Stocks to buy for the short term: The Indian stock market benchmark, Nifty 50, dropped by about half a per cent for the week ended December 12, extending losses to a second consecutive week on the rupee’s weakness, continuous foreign capital outflow, and persisting uncertainty over an India-US trade deal.
On the macro front, however, India remains a bright spot. India’s retail inflation inched up to 0.71% in November. The Asian Development Bank (ADB) raised India’s growth forecast for FY26 to 7.2%, up from the 6.5% projected in September.
On the technical front, Nifty is above 26,000 after testing the crucial support of 25,700 last week.
Jigar S. Patel, Senior Manager of Equity Technical Research at Anand Rathi Share and Stock Brokers, noted that the Nifty reached the support level of 25,700—aligned with the rising trendline—and rebounded sharply, preserving the broader consolidation structure. This phase continues to resemble the formation of a handle in a long-term cup-and-handle pattern.
According to Patel, immediate resistance is seen near 26,100, marked by a declining trendline.
“A decisive move above this zone is necessary to revive momentum. Beyond that, 26,300–26,350 remains the critical breakout area, above which the index could extend toward 26,600 in the near term. The broader outlook remains constructive, with medium-term objectives of 28,000–30,000+ still valid into mid-2026,” said Patel.
“Broader indices like mid-cap and small-cap segments have formed hammer-type reversal candles, indicating renewed buying interest. As long as the Nifty 50 sustains above 25,600–25,700 on a weekly closing basis, the primary uptrend remains intact,” Patel said.
Stock picks for the short term
Jigar Patel recommends buying the following three stocks for the next one to two weeks:
Eternal | Buying range: ₹300– ₹295 | Target price: ₹330 | Stop loss: ₹280
Patel highlighted that Eternal is witnessing strong support in the ₹295– ₹300 zone, backed by multiple technical confluences.
This area aligns with the VWAP middle band, 200 DEMA, 50% Fibonacci retracement of the previous up-move, and the unfilled gap from July 2025.
Additionally, this zone previously acted as a point of resistance and has now become a solid support, thereby enhancing its reliability.
Momentum indicators are also supportive. The MACD histogram has formed a bullish divergence, signalling waning downside pressure, while the RSI has surpassed its previous swing high, confirming improving strength and positive momentum.
“Considering the strong support base and improving indicators, a buy is recommended in the ₹300– ₹295 range, targeting ₹330. A stop loss should be placed at ₹280 on a daily closing basis,” said Patel.
Swiggy | Buying range: ₹418– ₹410 | Target price: ₹460 | Stop loss: ₹380
As per Patel, Swiggy is showing a strong base in the ₹380– ₹390 zone, supported by multiple technical factors.
This area coincides with the VWAP middle band, 20 DEMA, the 50% Fibonacci retracement of the prior up-move, and a confirmed trendline breakout, making it a crucial demand zone.
Momentum indicators are turning positive.
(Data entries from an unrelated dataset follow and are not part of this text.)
PR #4526, opened 2025-07-19
Remove code for old compilers

cyyever:
The C++20 requirement invalidates some old compilers, their branches can be removed.

### DIFF
--- a/include/fbgemm/FbgemmBuild.h
+++ b/include/fbgemm/FbgemmBuild.h
@@ -30,7 +30,7 @@
 #endif
 #define FBGEMM_ENUM_CLASS_API
 #else
-#if __clang__ || __GNUC__ >= 4 || __INTEL_COMPILER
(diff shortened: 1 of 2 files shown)


src/FbgemmSparseDenseVectorInt8Avx512.cc
```diff
@@ -205,14 +196,7 @@ void SparseDenseInt8MVAvx512(
         res = _mm512_add_epi32(res, c_i32_v);
       }
       // Horizontal reduce
-      // _mm512_reduce_add_epi32 is only available for gcc version > 7
-#if __GNUC__ >= 7
```
q10: Removing this ifdef turns out to break some internal downstream package builds, can we revert this change?

cyyever: Reverted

The MACD histogram has developed a bullish divergence, indicating easing selling pressure, while the RSI has moved above its earlier swing high, reflecting improving strength and a pickup in momentum.
“Given the solid support structure and favourable indicator setup, a buying opportunity is seen in the ₹418– ₹410 range. The stock has the potential to move toward the target of ₹460 in the near term. A stop loss should be maintained at ₹380 on a daily closing basis to manage downside risk,” said Patel.
The Ramco Cements | Buying range: ₹1,060– ₹1,040 | Target price: ₹1,150 | Stop loss: ₹1,000
According to Patel, Ramco Cements has confirmed a bullish breakout above a falling trendline and a triangular pattern, signalling a shift in trend.
Prior to the breakout, the stock underwent a healthy consolidation along a key trendline that also coincides with the 200-day DEMA and 200-day SMA, highlighting strong structural support and limiting downside risk.
Momentum indicators further strengthen the bullish case. On the daily timeframe, the MACD has delivered a positive crossover, indicating improving momentum and increasing buying interest.
Considering the favourable price structure and supportive indicators, a positive outlook is maintained.
“Long positions can be accumulated in the ₹1,060– ₹1,040 range, with an upside target of ₹1,150. To manage risk effectively, a stop loss should be placed at ₹1,000 on a daily closing basis,” said Patel.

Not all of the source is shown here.